In Sunday's Buffalo News, Tom Prohaska did a thorough piece on the Mt. View Health Facility, and the ramifications of its closure.
We've always believed that the county should not be in the health care business, nor should it be in any business that competes with the private sector. Unfortunately, the county's sale of the facility was derailed by the Berger Commission.
In the story, Prohaska states that with the closing of Mt. View, "the county sheds more than 200 jobs, which is equal to a good-sized plant closing, something Niagara County has seen its share of in recent years. But in this case, the workers losing their jobs were paid by the taxpayers". This is where things venture into a gray area.
We've all read the stories, Niagara County is the second highest taxed county in the country when taken as a percentage of home values. We also know that, as with virtually all counties in New York, the cost of personnel is the single most controllable expense. This is the quandary that all counties, including Niagara, must face.
If, as we have been told, nearly 80% of our county budget is mandated by the state and federal governments, how does the county efficiently maintain services while keeping costs in check? It would seem to come down to employees, as the 200 or so that no longer work at Mt. View have learned.
On the flip side, those of us who watch the Leg meetings have seen many public speakers demand that the Leg operate the county as effectively as can be. When public speakers make that demand, when listeners call WLVL to vent about the county, do they realize the human cost of what they are asking for? They're advocating that the county reduce the single biggest expense that they can control - personnel.
We're going to see the fact that the county reduced its work force by 200 employees on every incumbent Leg candidate's campaign literature in a year and a half. Why? Because that is what the public has demanded. It's ironic. I've seen AFSCME President Ed McDonald cavorting with gadfly Edwina Lusksch. The irony is that Lusksch has been the most vocal advocate in the county for reducing the number of county employees while McDonald serves as the president of the union that used to represent most Mt. View employees. What possible common interest could these two have?

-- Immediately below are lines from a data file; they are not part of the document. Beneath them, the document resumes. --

PR #2973, opened 2026-09-18
refactor(runtime): move note-update sequencing off KindHook onto the registry

### LINKED ISSUE #2956: runtime: move note-update sequencing off KindHook so a pack cannot override the order

`KindHook::prepare_note_update` sequences a note update: it runs `normalize_note_update`, then
`validate_note_update`. It is a trait method with a default body, so a pack can override it — and an
override replaces the whole sequence, including the validator.

That is not hypothetical. A pack overrode it to normalize coupled fields and thereby retired its own
`validate_note_update`, which kept working only because the override repeated the validation call
inline. Two copies of one invariant, with the reachable copy being the one nobody was looking at.

Splitting normalization into its own method fixed the immediate case and moved the override point,
but the guarantee is still only naming and test coverage. A trait default method is an extension
point by construction; documentation saying "this one is not" is a claim the language does not back.

## What should change

Move the sequencing off the trait.

- `prepare_note_update` leaves `KindHook`.
- The registry, or a free function in `khive-runtime`, calls `normalize_note_update` and then
  `validate_note_update` in that order.
- Packs implement the two halves and cannot express an ordering at all, so they cannot get it wrong.

## Scope notes

- `VerbRegistry::prepare_note_update_hook` already exists and is what canonical and atomic CRUD call,
  so the dispatch site is in place; the change is about where the ordering lives.
- `VerbRegistry::validate_note_update_hook` stays as the validation-only entry point for callers that
  hold no mutable request.
- This is a breaking change for any out-of-tree `KindHook` implementor that overrides
  `prepare_note_update`. There are none in this workspace.
- The documents describing the current shape are `docs/adr/ADR-017-pack-standard.md` and
  `docs/adr/ADR-019-gtd-pack.md`; both need amending with the move.

ohdearquant:

Closes #2956.

## What moves

`KindHook::prepare_note_update` is removed. `VerbRegistry::prepare_note_update_hook` now calls
`normalize_note_update` and then `validate_note_update` itself:

```rust
crate::curation::normalize_note_update_tags(args)?;
if let Some(hook) = self.find_kind_hook(&note.kind) {
    hook.normalize_note_update(runtime, token, note, args).await?;
    let properties = args.get("properties").filter(|value| !value.is_null());
    hook.validate_note_update(runtime, token, note, properties).await?;
}
```

Nothing about what runs, or in what order, changes. What changes is who can change it.

## Why a sequencer on the trait was the defect

The removed method sequenced two other methods on the same trait, and an override of a sequencer
replaces the whole sequence. So a pack that overrode it in order to normalize its coupled fields
retired its own validator in the same stroke, silently — the override compiles, the pack's tests of
the validator still pass when they call it directly, and the only thing that stops is the call the
generic update path makes.

That is not hypothetical. The task hook overrode it, and its dependency-cycle check remained
reachable only because the override happened to repeat the validator call inline. The earlier fix
split normalization into its own method and documented which method a pack should override, leaving
the sequencer on the trait with a note that Rust does not prevent overriding it either, so the
guarantee rests on naming and on test coverage of the sequence.

Naming and coverage are a description of what a type system does. With no sequencing method on the
trait, a pack implements the two halves and cannot express an order at all, so there is no sequence
to replace and no way to retire the validator by overriding something else. The ordering becomes a
property of the single dispatch site every generic update path already goes through.

**This is a breaking change** for an out-of-tree implementor that overrode the removed method. None
exists in this workspace. An implementor that did override it was expressing exactly the thing this
change removes, so there is no migration to offer beyond splitting the override into the two halves.

## The doctest pair, and why it is a pair

A `compile_fail` doctest on the trait pins the removal: an impl overriding the removed method must
not compile.

On its own that arm is close to worthless, and the reason is worth stating because the failure is
invisible. **A `compile_fail` doctest passes when the code fails to compile for any reason at all**
— a renamed type, a stale import, a typo in a path. Such an arm goes on reporting `ok` forever while
testing nothing, and nothing about its output says which.

So it is paired with a control that must compile: structurally identical, same imports, same
signatures, overriding the two halves a pack is meant to implement instead of the removed method.
The two arms differ in exactly one thing, which is the property under test. If the control ever
stops compiling, the arm beside it has stopped being about the method and the suite says so.

That is not hypothetical either: **the control failed on its first run.** Both arms had omitted the
trait's two required methods and its `Debug` bound, so the `compile_fail` arm was passing for a
missing impl rather than for the removed method, and nothing in a green `compile_fail` result could
have said so. Both arms now implement what the trait requires, and the surviving arm is pinned by
mutation: deleting the override of the removed method from the `compile_fail` block makes that
snippet compile, and the arm turns red.

## Tests

Two arms in `khive-runtime` already covered the sequence through the dispatcher; they are unchanged
in substance and their module header now says the probe overrides the only two halves that exist.
One of them carries a recorded mutation result: with the sequence reduced to a single
`validate_note_update` call, the normalizer does not run, its marker never reaches `properties`, the
validator observes `None` where it expects `Some(true)`, and the call returns `Ok` where the arm
expects `Err`.

The two task-hook arms that pin this pack's normalization called the hook method directly, and
**they could not simply be renamed onto the new method.** Their own comments say what they are for:
the dispatch site every generic update path calls must run the normalizer, or the function is
correct and unreachable. Since that site is now the registry, pointing them at
`KindHook::normalize_note_update` would have left them asserting only that the function does what it
does — which is the unreachable state the comment names as the thing to rule out. They go through
`VerbRegistry::prepare_note_update_hook` on a registry holding the pack, which is the path a caller
takes.

## Documentation

ADR-017 gains an amendment recording the move, which supersedes the earlier sequencing paragraph
where the two disagree; its trait sketch drops the removed method, leaving the two halves a pack
implements. The method-level docs on both halves now point at the registry for the ordering rather
than at a sibling method.

ADR-019 described twice when the task hook's validator runs, both times as "through the trait's
sequencing". Those two clauses now name the registry's. They are the only statements in the ADR
set that name the trait as the sequencer.

## Scope

5 files, 2 commits, +181 −64 against `main`, which the branch sits directly on at its current head.

- `crates/khive-runtime/src/pack.rs` (+123 −41) — the method removed, the registry sequencing the two
  halves, the doctest pair, and both halves' docs repointed at the registry.
- `crates/khive-pack-gtd/src/hook.rs` (+31 −7) — the two tests moved onto the registry, and the
  helper that builds one holding the pack and the pack it requires.
- `docs/adr/ADR-017-pack-standard.md` (+13 −14) — the amendment, and the trait sketch losing the
  removed method.
- `docs/adr/ADR-019-gtd-pack.md` (+2 −2) — the two clauses that named the trait as the sequencer.
- `CHANGELOG.md` (+12) — the removal recorded under Unreleased, with the migration for an
  out-of-tree implementor and why there is no compatibility path.

## Verification

The workspace suite, formatter and linter at the code commit, which sits directly on current
`main`, so the local run covers the same tree the hosted checks build on the merge ref. The second
commit touches only `CHANGELOG.md`.

```
cargo fmt --all -- --check                               rc 0
cargo test --workspace --no-fail-fast                    11508 passed, 0 failed, 266 suites reported a result
cargo clippy --workspace --all-targets -- -D warnings    rc 0, 0 errors
```

Predicates beyond the totals, each checked by exact test name, because a green total does not say
that a named arm ran:

- the four sequencing arms (the two in `khive-runtime` through the dispatcher, the two task-hook
  arms through the registry) each printed its own `ok`: **4 of 4**.
- the `KindHook` doctest pair, the `compile_fail` arm and its must-compile control: **2 of 2**.
  `khive-runtime`'s doctest count moved from 10 to 12.
- **266 suites reported a result.** `cargo test` stops at the first failing suite, so without
  `--no-fail-fast` and a suite count a truncated run and a complete one report the same way.

The shape is also asserted structurally rather than read off the diff: the registry sequencer is
defined once; the only `fn prepare_note_update(` left in the tree is the one inside the
`compile_fail` doctest; `normalize_note_update` is called from one place, the registry sequencer;
and `validate_note_update` from two, the sequencer and the validation-only
`validate_note_update_hook` seam that predates this change.


ohdearquant (commented):

Verdict on head 9e440264dc27b322462e10b54d5be1e497b1c6c7: REQUEST-CHANGES, 1 blocking finding. Finding details are delivered to the review's recipients rather than posted here. Do not merge this head while blocking findings are outstanding; a pipeline comment on a newer head supersedes this one.

ohdearquant:
Recorded the removal in CHANGELOG.md under Unreleased / Removed at 546fb10a: what was removed, the two methods an implementor moves its logic into, and why there is no compatibility path (an override of the sequencer is the behaviour being removed, so a shim would reintroduce it). The trait's public surface otherwise carries no deprecation window in this repository; the entry is the record.

ohdearquant (commented):

oceanwaves630 (approved):
Approving on my own read at 546fb10a, under the operator instruction 5702882e which names this head.

What I checked: the automated review at this head is clean with zero blocking findings; the delta from the previous head is the CHANGELOG entry that was the outstanding request; hosted CI at this head is 23 passing and 6 skipped with no failures; the merge state is clean against the base.

One open issue is minor and documentary: the ADR describes the normalize-then-validate ordering as a type-system property, while the ordering is in fact enforced by the registry hook. It is recorded to ride a later documentation change and is not a condition of this approval.

This is a reading, not a stamp: the evidence above is re-derivable from the PR and its checks.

But, as Prohaska stated, the county just shed 200 employees, the size of a small factory. Is that subtle editorial designed to elicit sympathy? Is it written to commend the Leg, and provoke further action? Why not eliminate Niagara County Sheriff Department road patrol? It's not mandated, and I'm sure it would save millions a year. Is that unfathomable? If I lived in any of the municipalities that have a police department, I'd have no problem with it whatsoever.
That, in a nutshell, is the conundrum that faces any governmental agency that must maintain services while keeping costs in check. Regardless of the proposed cut, there will always be someone who will fight against it. Unfortunately, its the county employees themselves that are getting played in this chess game.